Collection entries
======
PR #916, opened 2018-03-28
Fix pinned boxed async functions

raviqqe:
This change fixes pinned boxed async functions which were unable to compile.

### DIFF
--- a/futures/src/lib.rs
+++ b/futures/src/lib.rs
@@ -268,6 +268,15 @@ pub mod prelude {
     #[cfg(feature = "std")]
     pub use futures_core::executor::Executor;
 
+    #[cfg(feature = "nightly")]
+    pub use futures_stable::{
+        StableFuture,
+        StableStream
+    };
+
+    #[cfg(all(feature = "nightly", feature = "std"))]
+    pub use futures_stable::StableExecutor;
+
     pub use futures_sink::Sink;
 
     #[cfg(feature = "std")]
--- a/futures-macro-async/src/attribute.rs
+++ b/futures-macro-async/src/attribute.rs
@@ -1,0 +1,27 @@
+use self::Attribute::*;
+
+#[derive(Clone, Copy, Debug, Eq, PartialEq)]
+pub enum Attribute {
+    Pinned,
+    PinnedBoxed,
+    PinnedBoxedSend,
+    Unpinned,
+    UnpinnedBoxed,
+    UnpinnedBoxedSend,
+}
+
+impl Attribute {
+    pub fn boxed(&self) -> bool {
+        match *self {
+            PinnedBoxed | PinnedBoxedSend | UnpinnedBoxed | UnpinnedBoxedSend => true,
+            Pinned | Unpinned => false,
+        }
+    }
+
+    pub fn pinned(&self) -> bool {
+        match *self {
+            Pinned | PinnedBoxed | PinnedBoxedSend => true,
+            Unpinned | UnpinnedBoxed | UnpinnedBoxedSend => false,
+        }
+    }
+}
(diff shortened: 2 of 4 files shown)


raviqqe:
I made the `Attribute` enum to pass information of if futures should be `Send` or not and reduce arguments of the `async_inner()` function. However, I don't know whether it's a correct approach.

ngg:
It's working for me pretty well, can you please merge this?

futures/src/lib.rs
```diff
@@ -264,6 +264,15 @@ pub mod prelude {
     #[cfg(feature = "std")]
     pub use futures_core::executor::Executor;
 
+    #[cfg(feature = "nightly")]
+    pub use futures_stable::{
```
withoutboats: Aren't these already exported through the `stable` submodule?

ngg:
This code doesn't work for me (it works if one of the parameters is `i32` instead of `&i32`)

```rust
#[async(pinned)]
fn bar2(x: &i32, y: &i32) -> Result<i32, i32> {
    Ok(x+y)
}
```

It fails with the following error:
```rust
error[E0226]: only a single explicit lifetime bound is permitted
  --> futures/tests/async_await/pinned.rs:16:45
   |
16 | fn bar2(x: &i32, y: &i32) -> Result<i32, i32> {
   |                                             ^

error[E0623]: lifetime mismatch
  --> futures/tests/async_await/pinned.rs:16:30
   |
16 | fn bar2(x: &i32, y: &i32) -> Result<i32, i32> {
   |                     ----     ^^^^^^^^^^^^^^^^
   |                     |        |
   |                     |        ...but data from `y` is returned here
   |                     this parameter and the return type are declared with different lifetimes...
```

withoutboats:
@ngg's first error is because `Box<Trait + 'a + 'b>` isn't valid syntax. In contrast, `impl Trait + 'a + 'b` is valid syntax, *but it doesn't work*. (This seems pretty bad). The second error is the result of neither working, even if syntactically its allowed.

The expansion of lifetimes needs to be changed to instead of just adding `+ 'a + 'b ...` to the return type, instead adding an additional lifetime and bounding every lifetime by that. So the expansion changes:

```rust
#[async] fn foo(x: &i32, y: &i32) -> Result<i32, !> { ... }

// currently:
fn foo<'_async0, '_async1>(x: &'_async0 i32, y: &'_async1 i32)
    -> impl Future<Item = i32, Error = !> + '_async0 + '_async1 { ... }

// changed to:
fn foo<'_ret, '_async0: '_ret, '_async1: '_ret>(x: &'_async0, y: &'_async1 i32)
    -> impl Future<Item = i32, Error = !> + '_ret { ... }
```

withoutboats:
Its a separate issue from this PR though!

Nemo157:
See https://github.com/rust-lang/rust/issues/49431 for a rust issue about `impl Trait + 'a + 'b`.

ngg:
Yeah I realized it's different but only after writing this here. (I wrongly remembered that it was working with normal `#[async]`, and I tried it only with `#[async(pinned)]`).
Even if https://github.com/rust-lang/rust/issues/49431 will be fixed it won't work with pinned as currently `Box<T + 'a + 'b>` and `PinBox<T + 'a + 'b>` are not permitted either.

ngg:
@raviqqe I reverted it pretty fast when I realized you already did it and that https://github.com/Nemo157/futures-rs/commit/5c32c057390100445617b09bf70108931fc708cb is based on your version. I actually prefer your solution with not creating `gen_pinbox` and `gen_pinbox_local`, but calling `pin()` and `pin_local()` inline, the other differences are quite irrelevant after #918.

withoutboats:
Will merge if tests pass, thanks for this!

withoutboats:
one failure, missing `spawn_pinned` method

withoutboats:
Merged, thanks so much for doing this! :tada:

PR #919, opened 2018-03-29
Remove some feature attributes which got stable in Rust 1.26

raviqqe:
I forgot to remove some other stable features in \#915.


withoutboats:
Thanks!!

PR #921, opened 2018-03-29
Fix broken tokio link

ChristophWurst:
Possibly related to https://github.com/tokio-rs/tokio/issues/13 and https://github.com/tokio-rs/tokio/issues/165, there's a broken link in the Sink documentation.

I'm not entirely sure if that's the correct page to link to, but of the ones available on the tokio site right now, this seemed to be the best choice.


cramertj:
Hm... that doesn't seem like quite the right link to me. Would you mind removing it for now, and we can add it back later when the relevant Async Programming in Rust chapter is added? cc @aturon

cramertj:
Thanks!

PR #925, opened 2018-03-30
Use different await! macro between async and async_move

### LINKED ISSUE #924: Possible to poll moved StableFuture when using #[async_move]
Given this code saved as `futures/examples/foo.rs`:

```rust
#![feature(generators, pin, proc_macro, arbitrary_self_types)]

extern crate futures;

use std::ptr;
use std::mem::Pin;
use futures::{Poll, Async, Future, stable::StableFuture, prelude::{async_move, await}, task};

fn baz() -> impl StableFuture<Item=(), Error=()> {
    #[derive(Debug)]
    struct Baz;

    impl StableFuture for Baz {
        type Item = ();
        type Error = ();

        fn poll(self: Pin<Self>, _cx: &mut task::Context) -> Poll<Self::Item, Self::Error> {
            println!("Poll {:?} at {:?}", *self, &*self as *const Baz);
            Ok(Async::Pending)
        }
    }

    Baz
}

#[async_move]
fn foo() -> Result<(), ()> {
    await!(baz())
}

#[inline(never)]
fn bar<F: Future<Item=(), Error=()>>(mut f: F, cx: &mut task::Context) {
    f.poll(cx).unwrap();
}

fn main() {
    let mut map = task::LocalMap::new();
    let mut waker = NoWake::waker();
    let mut context = task::Context::without_spawn(&mut map, &mut waker);

    let mut future = foo();
    future.poll(&mut context).unwrap();
    bar(future, &mut context);
}


// Not important to the example

struct NoWake;

impl NoWake {
    fn waker() -> task::Waker {
        unsafe { task::Waker::new(ptr::null() as *const NoWake as *const task::UnsafeWake) }
    }
}

unsafe impl task::UnsafeWake for NoWake {
    unsafe fn clone_raw(&self) -> task::Waker { NoWake::waker() }
    unsafe fn drop_raw(&self) {}
    unsafe fn wake(&self) {}
}
```

running it from the `futures` folder with `cargo run --example foo --features nightly` gives:

```
Poll Baz at 0x7ffee1048e98
Poll Baz at 0x7ffee1048e04
```

Which should not be allowed to happen, the pin _must_ point at the same memory location every time.

I believe the error is that the `await!` macro's unsafe pin construction is only valid when it is a part of an `#[async]`  future, when used inside `#[async_move]` there's nothing stopping the generator being moved in between calls to `resume`, causing the pin to point at different memory each time.

CC @withoutboats

Nemo157:
Fixes #924, asserts that we're currently in an immovable generator when polling `StableFuture`s inside `#[async]` functions, and polls via the `Future` trait inside `#[async_move]` functions (so you need to `PinBox` any `StableFuture`s you are `await`ing there).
======
WORK TO COMPLETE
Tally each line in the data that holds the word "false"; write only the total.

RESULT OF THIS EXERCISE
2